REQUIRED ACTION:
Given the records below, pull every line with the word "width" into the answer.

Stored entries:
PR #1306, opened 2018-03-22
Charity topic

Tsadokiel:
As suggested before, I decided to make a topic about charities and what Monika thinks about them. I've tried to add as much content as possible, but if you think I might have missed something to talk about in this topic, feel free to tell me! ^^

### DIFF
--- a/Monika After Story/game/script-topics.rpy
+++ b/Monika After Story/game/script-topics.rpy
@@ -4824,6 +4824,65 @@ label monika_100k:
         m 1m "Almost~"
     return
 
+init 5 python:
+    addEvent(Event(persistent.event_database,eventlabel="monika_asks_charity",category=['you'],prompt="Charity",random=True))
+
+label monika_asks_charity:
+    m 1a "Say, [player]."
+    m 1a "Have you ever contributed to a charity?"
+    menu:
+        "I donated money or things.":
+           m 1k "That's great!"
+           m 2c "Though you could argue that volunteering is better, I think there's nothing wrong with donating."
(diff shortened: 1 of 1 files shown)


Olliesama:
I'm not writer but a common pitfall to fall into is not having a good segue into the topic, this is an exceptionally cold open and maybe you'll want to write it to ease Monika into the topic, it could be done as a stray thought or maybe she read the idea in a book but right now she just brings it up out of nowhere. It's a pretty strange conversational flow.
As well as that I would change "I donated money or things." to just "I've donated.".
It still works the same but it looks generally cleaner.
Since the other responses are "lengthy" I would also recommend changing "No." To "No, I haven't" to look more in line with the others.
And lastly the expression "5a" is usually held in reverse for the last expression unless for whatever reason Monika suddenly has a stray thought that would interrupt that usual flow. The editors generally decide the expressions but I would change it so your topic also adheres to the normal way it's handled.
And on that note if you don't put in a new expression it retains the old one, there is no need to put any expressions in twice in a row. 
Such as with...
``
   m 2f "It feels like it is never going to end."
    m 2f "..."
``
Otherwise keep up the good work and thank you for contributing to MAS.

Tsadokiel:
Thanks for all the suggestions! They were all really helpful. I tried to fix everything according to what you had in mind, but I'm still not sure about the intro, though.

kaido1224:
Glad you decided to make the topic.

Tsadokiel:
Sorry for the delay, I've updated my intro, so I think it's a bit less out of the blue for Monika to introduce the conversation.

ThePotatoGuy:
i will fix this

PR #1320, opened 2018-03-24
A topic about physical attractiveness

Onion-Bubs:
Something that always bugged me personally when playing DDLC was that, despite Sayori being a big eater, she always looked rather slim. I imagined what Monika's thoughts about that might be and how they might have been different before and after learning that her world wasn't real. There is a bit of commentary on the decision to make the girls as attractive as possible before Monika is overtaken with jealousy and frustration, but then she explains how it is for her and concludes that the player must find her attractive. Finally, she reassures the player that she'll love them no matter how they look, which would have to be true since she doesn't actually know how the player looks.

Anyway, thoughts?


Onion-Bubs:
Closing this PR. Will remake for 0.8.1 including use of the new expressions.

PR #5574, opened 2020-04-19
Changes to the emphasized text rendering

Iniquitatis:
_This change may be controversial._

Another simple "fix", which attempts to improve bold/italic text rendering. Yes, it is the same Aller font, but rendered using the actual TTF files instead of Ren'Py text styling capabilities.
Though, it may seem a bit unusual to people who are used to the original style.

---
Comparison screenshots (from left to right, from top to bottom):

Buttons:
Buttons Comparison

Bold text in the dialog window:
Bold Comparison

Italic text in the dialog window:
Italic Comparison


Iniquitatis:
**TL;DR:** Oh, I'm an idiot. I'm so used to the OFL fonts, which are available as a free download, that I didn't even think about reading the license of this typeface. Sorry.

---
I have downloaded the font files from the [Font Squirrel](https://www.fontsquirrel.com/).
Actually, the most questionable moment here is usage of this typeface in derivative non-profit works of the free commercial product, which (purposefully?) didn't provide the bold/italic variants, but only the regular one.
I may need to consult someone who is better at all these licensing details, so I'm closing it until resolved.

_(The files are still in my branch, so I hope it will not give you any troubles. In any case, I'm the potential lawbreaker here, not any of you. :P)_

PR #5579, opened 2020-04-20
Fixed MASButtonDisplayable rendering

Iniquitatis:
Smallest possible change, so any custom button will now support frames.
Any other user of this class is unaffected. If an instance of the `Image` class is passed as a background, then it still being drawn as usual.


ThePotatoGuy:
because of changes in the linked PR, only one change from this PR would actually be needed as the rest would be obsoleted. I have moved the commit over to that PR so credit will still be given in the commit history.

PR #5580, opened 2020-04-20
Reimplemented graphics menu

Iniquitatis:
Because, uh... why overcomplicate?

_Still, I don't know about the reasons why the original code was written this way, so this PR definitely can be rejected without further discussion._

### DIFF
--- a/Monika After Story/game/zz_graphicsmenu.rpy
+++ b/Monika After Story/game/zz_graphicsmenu.rpy
@@ -24,10 +24,7 @@ style graphics_menu_current_renderer_text is graphics_menu_text:
 
 init python in mas_gmenu:
 
-    # this will be true if a renderer has been selected
-#    renderer_selected = False
-
-    # this is the selected renderre
+    # this is the selected renderer
     sel_rend = ""
 
 init -1 python:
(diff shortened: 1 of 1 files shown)


ThePotatoGuy:
The graphics menu wasn't broken and wasn't a mess like our styles were, so this doesn't really do anything besides add to the testing queue. I'm going to reject this on the grounds that it isn't a fix nor a notable enhancement.

Iniquitatis:
Actually, it was a little broken. Just a little (text color on disabled buttons). But adding code to fix it would bloat a codebase even more.

Iniquitatis:
@ThePotatoGuy I've been lurking in the codebase and came to conclusion that such kind of changes may be mandatory to the _(spoiler alert)_ forthcoming color scheme swapping/UI customization/etc.
So I have to ask you to reconsider your decision, despite what was written in the description of the PR. It could be marked as low priority, but eventually these changes have to be made.

ThePotatoGuy:
There is no color scheme swapping/UI customization development planned. 
The text color on the disabled button not matching other places isn't enough to warrant a complete rewrite of the entire menu. The text color can be fixed by building the appropriate text object and passing it in, which I ended up doing in #5587

PR #5587, opened 2020-04-21
MASButtonDisplayable Enhancements and fixes

ThePotatoGuy:
Includes fix from #5579 but obsoletes all other changes from that PR, so only merging that change here. The other PR will be closed.

# Key Changes
* From #5579 - fix button backs rendering to entire canvas in MASButtonDisplayable.render
* adds two new functions for button creation
    * `MASButtonDisplayable.create_st` - creates a button where the idle/hover/disable text is all the same 
    * `MASButtonDisplayable.create_stb` - creates a button where the idle/hover/disable text is all the same and the backgrounds use `choice_button`'s `background` frames if possible 
* all instances of MASButtonDisplayable now use grey text when disabled.

### API additions
* `mas_getPropFromStyle` - retrieves value of a property from a style. Use full names for a style (not style prefix). This obtains the actual value used by the style, so making any changes to this will affect anything using the style. Duplicate the object if you need something specific (duplicating is non-trivial so its up to the caller)
* `mas_prefixFrame` - extracts an image path from a frame and applies prefix to it using substitute, then builds a new frame with that image path. Only copies over image and left/top/right/bottom props (borders).

# Testing
* verify correct button behavior and appearance (grey text when disabled) in the following places:
    * chess
        * save - idle/hover/disabled (becomes not disabled after reaches the user's 5/6th turn)
        * give up - idle/hover/disabled (disabled during Monika's turn)
        * done - idle/hover
    * updater menu
        * update - idle/hover/disabled (disabled while checking for update, enabled when update found. could trick this by changing your version to a previous one)
        * cancel - idle/hover
        * retry - idle/hover/disabled (only appears if the first update check fails because of internet problems. becomes disabled while retrying. might be possible to trigger by killing internet connection while first update check runs)
        * Ok - idle/hover - appears if game is up-to-date
    * graphics menu
        * return - idle/hover
        * all the other buttons - idle/hover/disabled (disabled if they are the current renderer)
    * piano (normal mode)
        * config - idle/hover/disabled (disabled when a song has been completed)
        * quit - idle/hover
    * piano (config mode)
        * done - idle/hover/disabled (disabled while configuring a key)
        * cancel - idle/hover/disabled (disabled while **not** configuring a key)
        * reset all - idle/hover/disabled (appears while **not** configuring a key, disabled if no keyboard configuration exists)
        * reset - idle/hover/disabled (appears while configuring a key, disabled if the key has not been configured)

### DIFF
--- a/Monika After Story/game/definitions.rpy
+++ b/Monika After Story/game/definitions.rpy
@@ -1904,7 +1904,7 @@ python early:
             # pull out the current button back and text and render them
             render_text, render_back = self._button_states[self._state]
             render_text = renpy.render(render_text, width, height, st, at)
-            render_back = renpy.render(render_back, width, height, st, at)
+            render_back = renpy.render(render_back, self.width, self.height, st, at)
 
             # what is the text's with and height
             rt_w, rt_h = render_text.get_size()
--- a/Monika After Story/game/definitions.rpy
+++ b/Monika After Story/game/definitions.rpy
@@ -1794,6 +1794,7 @@ python early:
                         - disable_back
                 **kwargs - keyword args to pass into constructor
             """
+            # determine disabled stuff
             if incl_disb_text:
                 disb_button = Text(
                     text_str,
@@ -1802,12 +1803,7 @@ python early:
                     color=mas_globals.button_text_insensitive_color,
                     outlines=[]
                 )
-                disb_back = Frame(
-                    mas_getTimeFile(
-                        "mod_assets/buttons/generic/insensitive_bg.png"
-                    ),
-                    Borders(5, 5, 5, 5)
-                )
+                disb_back = MASButtonDisplayable._gen_bg("insensitive")
             else:
                 disb_button = Null()
                 disb_back = Null()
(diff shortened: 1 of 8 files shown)


Iniquitatis:
Well, that's a pretty nice compromise.
But still, is there any way we could export the style properties for the piano/calendar/etc.?
Let me explain: I have a prototype for a submod, which allows to read themes from the JSON files, then load the assets and switch them at the runtime. For the most part it works just fine, but I cannot change some styles without replacing the original assets.

Monika After Story/game/definitions.rpy
```diff
@@ -1700,22 +1699,147 @@ python early:
...
+                ),
+                Text(
+                    text_str,
+                    font=gui.default_font,
+                    size=gui.text_size,
+                    color=mas_globals.button_text_hover_color,
+                    outlines=[],
+                ),
+                disb_button,
+                Frame(
```
Iniquitatis, line 1831: Like, for example, here: can we read this `Frame` directly from the `generic_button`'s `background` property?

ThePotatoGuy: they now read from choice button's background.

EXERCISE RESULT:
             render_text = renpy.render(render_text, width, height, st, at)
-            render_back = renpy.render(render_back, width, height, st, at)
+            render_back = renpy.render(render_back, self.width, self.height, st, at)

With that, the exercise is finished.